Para poder llegar a comprender esta cuestión, es de vital importancia manejar que el tratamiento de los hijos venideros, por encontrarse dentro del concepto natural de familia romana, estaría sumamente influenciado por el poder atribuido a los paterfamilias. Así, a través del status familiae, los filiifamilias se encontraban sometidos a estos, del mismo modo que sobre las esposas se ejercía el poder de la manus4. Esta idea de sumisión se contemplaba de un modo natural y preestablecido, y un ejemplo claro son las palabras de Ulpiano cuando afirma que del derecho natural procede “la conjunción del macho y de la hembra, que llamamos matrimonio, de aquí la procreación de los hijos, de aquí la educación; pues vemos que también los demás animales, hasta las fieras, se gobiernan por el conocimiento de este derecho”5.

Así las cosas, dentro de este proceder natural, a la mujer le era atribuido un papel muy conciso y de vital trascendencia: la maternidad. Sin embargo, una vez producido el alumbramiento o desprendimiento del seno materno, la misma se veía relegada, de modo inevitable, a un segundo plano6. Por ello, no son de extrañar expresiones como la realizada por Tertuliano cuando se refería a las madres como “hornos uterinos”7, cuestión que casa con la evidencia jurídico-práctica expuesta, entre otros, por el propio Gayo, de que “es evidente que los hijos de hembras no están en la familia de ellas, porque los que nacen siguen a la familia del padre”8. Al menos, esto es lo que ocurría cuando hablamos de hijos que nacían dentro del matrimonio o matrimonium iustum, dado que cuando no eran fruto del mismo, seguirían, por una cuestión práctica, la condición de la madre –caso claro es el de las esclavas– o podrían ni siquiera llegar a ser denominados filius, sino volgo concepto. Observamos pues, que la relación entre la madre como venter y el hijo como fruto del proceso de gestación se presenta como una cuestión de facto, mientras que la relación entre el padre –origen de la procreación– y el mismo, genera un verdadero impacto en el derecho.

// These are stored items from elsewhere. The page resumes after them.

Issue #2214, opened 2024-10-24
Radio: minor visual alignment issue


twjeffery:
### Describe the bug

Minor issue: the text in the radio item is not visually centered with the radio circle. Text is slightly below center.

Current
<img width="288" alt="image" src="https://github.com/user-attachments/assets/7b2ec11c-eea1-404c-a231-4b7318c5bb70">

Corrected
<img width="288" alt="image" src="https://github.com/user-attachments/assets/4931483c-f28d-49b4-b26e-b5e816a87250">

### To Reproduce

https://design.alberta.ca/components/radio#tab-0

### Additional context

Potentially fixed here: https://github.com/GovAlta/ui-components/pull/2215

PR #2215, opened 2024-10-24
fix: visual design issues on radio item

twjeffery:
Fix for https://github.com/GovAlta/ui-components/issues/2214

# Before (the change)
image

# After (the change)
image


lizhuomeng71:
This issue is verified on react and angular

image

En el mundo antiguo, y en lo que a la reproducción y gestación se refiere, era común utilizar las metáforas, así a modo de paralelismo con el mundo de la agricultura, se representaba a la hembra como símbolo de fertilidad, cual tierra apta para el cultivo, pero que únicamente se limita a ser trabajada y de la que se espera guarde el elemento activo, la “semilla”, en este caso aportada por el hombre; así, quien planta es quien cosecha, y de ahí la pertenencia del hijo al hombre, que decide, por su bien, cómo proceder en cada momento9.

De este modo, y tras esta breve pero necesaria introducción, no parece tampoco de extrañar que fuese quien ostentaba un verdadero interés con relevancia jurídica, quien decidiera sobre las cuestiones relativas al sujeto que en dicho momento se estaría gestando, aún cuando entre medias se encontrase en el “medio necesario”, o lo que es lo mismo, en la mujer gestante. Así, pueden darse situaciones tan polarmente opuestas como que, aún deseándolo, una mujer debiera interrumpir su embarazo por la voluntad del paterfamilias; o que, aún siendo culpable de delito y condenada a muerte, se prohibiera acabar con su vida y enterrarla hasta no haber nacido o ser extraído el feto. Al fin y al cabo, recordemos, el venter era contemplado como un medio de cara a un fin último, que a veces debía intervenirse, pero otras, sin embargo, había que proteger.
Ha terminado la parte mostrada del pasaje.